[Aim of the task]:
Below are the records; give again exactly the line with "rv32i: use la", the line with "Passing in these", and each line that lies between them, and nothing besides.

Collected data
PR #3624, opened 2023-08-18
rv32i: use la instruction, pass in linker vars

bradjc:
### Pull Request Overview

This pull request uses some shortcuts in the riscv assembly.

### Testing Strategy

travis

### TODO or Help Wanted

n/a

### Documentation Updated

### Formatting

- [x] Ran `make prepush`.

### DIFF
--- a/arch/rv32i/src/lib.rs
+++ b/arch/rv32i/src/lib.rs
@@ -26,8 +26,9 @@ pub use riscv::csr;
 
 extern "C" {
     // Where the end of the stack region is (and hence where the stack should
-    // start).
+    // start), and the start of the stack region.
     static _estack: usize;
+    static _sstack: usize;
 
     // Boundaries of the .bss section.
     static mut _szero: usize;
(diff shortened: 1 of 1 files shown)


lschuermann (commented):
Passing in these addresses using `sym` seems like a strict improvement, but I'm not sure how I feel about `la`.

While I haven't looked at the assembly, and wasn't aware of this pseudo-instruction before, it seems to expand to an `auipc` and `addi` instruction. Effectively the only runtime difference would thus be that we switch from absolute to PC-relative addressing.

If that's indeed the case, I'd be indifferent on this -- however it is nice that absolute addressing encodes these addresses directly in the assembly, and a PC-relative jump often requires some more manual decoding work to "decipher" addresses in the assembly.

alistair23 (approved):

bradjc:
We use `la` throughout the file. I think the major benefit is it halves the instructions we have to maintain and reason about.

[Task output]:
rv32i: use la instruction, pass in linker vars

bradjc:
### Pull Request Overview

This pull request uses some shortcuts in the riscv assembly.

### Testing Strategy

travis

### TODO or Help Wanted

n/a

### Documentation Updated

### Formatting

- [x] Ran `make prepush`.

### DIFF
--- a/arch/rv32i/src/lib.rs
+++ b/arch/rv32i/src/lib.rs
@@ -26,8 +26,9 @@ pub use riscv::csr;
 
 extern "C" {
     // Where the end of the stack region is (and hence where the stack should
-    // start).
+    // start), and the start of the stack region.
     static _estack: usize;
+    static _sstack: usize;
 
     // Boundaries of the .bss section.
     static mut _szero: usize;
(diff shortened: 1 of 1 files shown)


lschuermann (commented):
Passing in these addresses using `sym` seems like a strict improvement, but I'm not sure how I feel about `la`.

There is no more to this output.